2 AWG twinax cable optimized for 224 Gbps PAM4 applications

A new twinaxial cable optimized for 224 Gbps PAM4 signaling has been released as part of an existing product family focused on high-speed data transmission. The product supports a 32 AWG conductor size for internal system cable assemblies. A 27 AWG version is under development to accommodate extended-reach cabled backplane use cases.

In high-data-rate systems, skew between conductors in a differential pair becomes a limiting factor, particularly in 224 Gbps PAM4 signaling environments. Skew refers to the time delay mismatch between signals, which can result in inter-symbol interference and signal degradation at Nyquist frequencies approaching and exceeding 60 GHz. This new cable minimizes skew through its co-extruded, tightly coupled twinax design that omits a drain wire and uses a uniform dielectric and shielding configuration. This construction provides consistent impedance and insertion loss performance, even when the cable is flexed or routed in non-linear paths.

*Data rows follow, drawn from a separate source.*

PR #3582, opened 2019-07-01
Fix SyncCache and define errors to indicate Secret not found.

jlewi:
* SyncCache needs to check the downloaded directory and set ReposCache.LocalPath

  * Previously we were relying on Root being set in KfDef.Spec.Repo
    but that won't work with pull requests.

  * With pull requests e.g. "pull/<PR number>" the directory unpacks
    to <repository>-<branch>-<commit>

  * We don't want users to have to specify the commit in KfDef so we have
    to have SyncCache look at the unpacked directory and get it.

  * SyncCache looks at the URI of the repo to decide whether to apply that
    logic because we also want to support local directories which end up
    getting sym-linked.

* Define a specific error and helper function to detect when a Secret is not
  found.

* Fix a bug in IsPluginNotFound - we should handle the case when err = nil

---
This change is [Reviewable](https://reviewable.io/reviews/kubeflow/kubeflow/3582)


jlewi:
presubmit appears to be stuck because merge-base didn't succeed so its picking up changes to the TF dockerfiles and running that workflow.

PR #4082, opened 2019-09-05
update auto redirect; add name regex check

kunmingg:
- update auto redirect target image
- check deploy name input format

---
This change is [Reviewable](https://reviewable.io/reviews/kubeflow/kubeflow/4082)

### DIFF
--- a/components/gcp-click-to-deploy/src/DeployForm.tsx
+++ b/components/gcp-click-to-deploy/src/DeployForm.tsx
@@ -148,6 +148,7 @@ const MYSQL = 'mysql';
 const PASSWORD = 'password';
 const PROFILES = 'profiles';
 const SPARTAKUS = 'spartakus';
+const nameformat = '[a-z]([-a-z0-9]*[a-z0-9])?';
 
 const styles: {[key: string]: React.CSSProperties} = {
     btn: {
@@ -770,7 +771,7 @@ export default class DeployForm extends React.Component<any, DeployFormState> {
             this._appendLine('Validating if IAP is up and running...');
             const startTime = new Date().getTime() / 1000;
             const img = document.createElement('img');
-            img.src = dashboardUri + 'assets/kf-logo_64px.svg' + '?rand=' + Math.random();
+            img.src = dashboardUri + 'assets/favicon-32x32.png' + '?rand=' + Math.random();
             img.id = 'ready_test';
             img.onload = () => {
                 window.location.href = dashboardUri;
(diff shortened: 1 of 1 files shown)


components/gcp-click-to-deploy/src/DeployForm.tsx
```diff
@@ -784,10 +785,10 @@ export default class DeployForm extends React.Component<any, DeployFormState> {
                     if (ready_test != null) {
                         setTimeout(() => {
                             // We rotate on image addresses of v0.4 and v0.5+ t to support both v0.4 and v0.5+
-                            if (ready_test.src.includes('hub/logo')) {
+                            if (ready_test.src.includes('favicon')) {
```
abhi-g: do we still need the if else test? Looks like with the line 774 update, favicon is always going to be in the src?

components/gcp-click-to-deploy/src/DeployForm.tsx
```diff
@@ -784,10 +785,10 @@ export default class DeployForm extends React.Component<any, DeployFormState> {
                     if (ready_test != null) {
                         setTimeout(() => {
                             // We rotate on image addresses of v0.4 and v0.5+ t to support both v0.4 and v0.5+
```
abhi-g: may be remove the comment if we end up getting rid of the if/else block

components/gcp-click-to-deploy/src/DeployForm.tsx
```diff
@@ -884,6 +885,15 @@ export default class DeployForm extends React.Component<any, DeployFormState> {
             });
             throw err;
         }
+        const filtered = this.state[deploymentNameKey].match(nameformat);
+        if (!(filtered && this.state[deploymentNameKey] === filtered[0])) {
+            this.setState({
+                dialogAsCode: false,
+                dialogBody: 'Deployment name need to match rgular expression: [a-z]([-a-z0-9]*[a-z0-9])?',
```
abhi-g: s/rgular/regular/

more importantly, should we make this more human readble. ie., name needs to be 25 chars or less of lowercase alphanumeric characters and hyphens.

components/gcp-click-to-deploy/src/DeployForm.tsx
kunmingg: We might have to iterate for v0.5 compatibility, v0.6 and v0.5 have different image location

components/gcp-click-to-deploy/src/DeployForm.tsx
kunmingg: updated

PR #4084, opened 2019-09-06
Remove kfctl.sh

holdenk:
Remove the broken `kfctl.sh` script, folks should use the go program now instead.

---
This change is [Reviewable](https://reviewable.io/reviews/kubeflow/kubeflow/4084)


jlewi:
Thanks @holdenk for picking this up.

For scripts/gke I think we should be a bit conservative and only delete scripts/gke/util.sh. The other scripts aren't directly tied to ksonnet I don't think and might still be used in a couple places.

holdenk:
Sounds reasonable, I didn't see any refs to them so I figured it was OK to clean up, I'll revert that tomorrow and just cleanup the util side of the gke stuff.

jlewi:
Thanks @holdenk;

BTW I generally skip over PRs with WIP in the title so when its ready to review please remove WIP from the title.

jlewi:
Thanks @holdenk 
/lgtm
/approve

The twinax cable demonstrates a maximum intra-pair skew of 1.75 ps per meter. This stability allows system designers to control skew within expected channel tolerances and may reduce the need for complex equalization or retiming circuits. The cable targets are used in advanced interconnect scenarios such as mid-board and near-chip interconnects, where direct-attach or PCB-attach methods are used.

The product joins a broader portfolio of Twinax and coaxial cable options supporting various mechanical and electrical profiles. Among these are standard Twinax rated at 3.5 ps/m skew across 28–36 AWG ranges, thin-form Twinax with reduced diameter while maintaining similar electrical properties, and micro-coaxial cables designed for confined routing spaces.

Connector compatibility supports flexible system design. Depending on system layout requirements, cable ends can be terminated with various high-speed connectors, enabling configurations such as chip-to-panel, chip-to-backplane, or board-to-board paths. These assemblies are suitable for architectures using co-packaged optics or flyover-style interconnects for channel extension in data center and computing applications.